= Saved data entries =
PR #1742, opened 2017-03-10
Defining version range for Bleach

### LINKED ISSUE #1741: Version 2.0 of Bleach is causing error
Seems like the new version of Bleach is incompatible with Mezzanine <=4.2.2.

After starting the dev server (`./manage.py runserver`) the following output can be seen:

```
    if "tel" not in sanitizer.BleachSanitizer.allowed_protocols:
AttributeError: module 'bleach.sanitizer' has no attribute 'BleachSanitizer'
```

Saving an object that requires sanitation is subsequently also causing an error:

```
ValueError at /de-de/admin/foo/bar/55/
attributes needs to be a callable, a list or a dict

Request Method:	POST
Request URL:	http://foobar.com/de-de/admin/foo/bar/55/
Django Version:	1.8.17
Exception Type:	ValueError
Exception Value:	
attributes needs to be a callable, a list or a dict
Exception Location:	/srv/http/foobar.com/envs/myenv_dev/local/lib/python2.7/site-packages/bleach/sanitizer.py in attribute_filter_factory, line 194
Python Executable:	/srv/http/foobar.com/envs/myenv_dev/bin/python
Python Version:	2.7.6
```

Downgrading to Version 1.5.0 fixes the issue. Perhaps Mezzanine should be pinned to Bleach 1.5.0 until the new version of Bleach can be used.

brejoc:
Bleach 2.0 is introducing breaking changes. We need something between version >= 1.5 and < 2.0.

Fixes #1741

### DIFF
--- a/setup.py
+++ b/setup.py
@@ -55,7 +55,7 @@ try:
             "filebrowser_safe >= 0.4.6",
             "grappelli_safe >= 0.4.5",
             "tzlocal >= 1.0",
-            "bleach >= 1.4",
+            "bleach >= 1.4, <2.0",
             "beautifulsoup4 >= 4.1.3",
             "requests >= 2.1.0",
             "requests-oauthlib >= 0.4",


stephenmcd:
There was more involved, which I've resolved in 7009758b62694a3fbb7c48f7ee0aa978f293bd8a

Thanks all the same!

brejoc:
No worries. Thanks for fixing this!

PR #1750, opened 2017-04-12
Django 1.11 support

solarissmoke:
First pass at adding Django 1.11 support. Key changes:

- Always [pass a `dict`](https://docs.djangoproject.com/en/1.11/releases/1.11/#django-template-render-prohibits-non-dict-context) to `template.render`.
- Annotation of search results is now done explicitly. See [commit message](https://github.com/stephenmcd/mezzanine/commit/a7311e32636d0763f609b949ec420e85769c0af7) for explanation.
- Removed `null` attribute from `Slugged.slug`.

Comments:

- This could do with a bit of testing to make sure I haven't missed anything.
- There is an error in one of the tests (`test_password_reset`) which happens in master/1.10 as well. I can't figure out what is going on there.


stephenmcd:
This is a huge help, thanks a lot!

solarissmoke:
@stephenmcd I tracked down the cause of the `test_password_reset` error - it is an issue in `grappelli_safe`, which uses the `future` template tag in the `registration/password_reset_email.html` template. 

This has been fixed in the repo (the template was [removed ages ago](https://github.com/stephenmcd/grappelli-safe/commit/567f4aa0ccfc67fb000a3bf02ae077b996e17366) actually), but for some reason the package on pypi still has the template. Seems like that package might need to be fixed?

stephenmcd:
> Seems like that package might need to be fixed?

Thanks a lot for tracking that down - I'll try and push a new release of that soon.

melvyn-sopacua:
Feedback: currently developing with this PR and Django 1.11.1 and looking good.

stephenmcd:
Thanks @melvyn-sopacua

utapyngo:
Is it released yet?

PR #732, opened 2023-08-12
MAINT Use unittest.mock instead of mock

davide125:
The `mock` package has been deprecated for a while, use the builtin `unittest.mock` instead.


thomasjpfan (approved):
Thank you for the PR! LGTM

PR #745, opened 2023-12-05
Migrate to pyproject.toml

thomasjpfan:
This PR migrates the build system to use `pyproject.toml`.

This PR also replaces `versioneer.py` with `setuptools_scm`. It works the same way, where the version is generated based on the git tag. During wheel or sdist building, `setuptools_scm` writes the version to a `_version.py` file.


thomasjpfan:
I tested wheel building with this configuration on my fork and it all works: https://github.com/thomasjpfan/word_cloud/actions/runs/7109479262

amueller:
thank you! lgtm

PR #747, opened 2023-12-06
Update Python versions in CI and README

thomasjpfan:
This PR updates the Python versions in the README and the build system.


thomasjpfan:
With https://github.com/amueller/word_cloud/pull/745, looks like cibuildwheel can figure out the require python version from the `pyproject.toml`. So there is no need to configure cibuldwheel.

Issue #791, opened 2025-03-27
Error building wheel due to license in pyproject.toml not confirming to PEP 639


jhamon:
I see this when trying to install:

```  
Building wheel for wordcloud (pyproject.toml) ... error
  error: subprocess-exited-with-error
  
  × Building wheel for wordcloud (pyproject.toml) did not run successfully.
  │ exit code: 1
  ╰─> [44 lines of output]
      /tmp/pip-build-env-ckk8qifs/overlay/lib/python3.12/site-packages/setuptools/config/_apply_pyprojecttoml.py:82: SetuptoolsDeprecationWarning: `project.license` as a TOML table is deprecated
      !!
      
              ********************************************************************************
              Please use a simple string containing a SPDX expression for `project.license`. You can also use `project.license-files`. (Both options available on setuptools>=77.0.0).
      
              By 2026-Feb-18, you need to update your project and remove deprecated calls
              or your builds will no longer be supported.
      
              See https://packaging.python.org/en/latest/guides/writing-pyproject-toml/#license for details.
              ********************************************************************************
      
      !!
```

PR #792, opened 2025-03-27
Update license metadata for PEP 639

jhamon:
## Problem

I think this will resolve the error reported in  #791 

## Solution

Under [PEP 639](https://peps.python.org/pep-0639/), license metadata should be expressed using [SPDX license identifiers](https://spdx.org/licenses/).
* * *
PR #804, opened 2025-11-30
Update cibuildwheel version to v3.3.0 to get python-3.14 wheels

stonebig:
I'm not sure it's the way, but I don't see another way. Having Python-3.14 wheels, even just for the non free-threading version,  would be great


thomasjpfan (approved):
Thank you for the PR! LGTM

= Aim of the task =
Copy out each line of the data that holds the string "mock".

= Solution to the exercise =
MAINT Use unittest.mock instead of mock
The `mock` package has been deprecated for a while, use the builtin `unittest.mock` instead.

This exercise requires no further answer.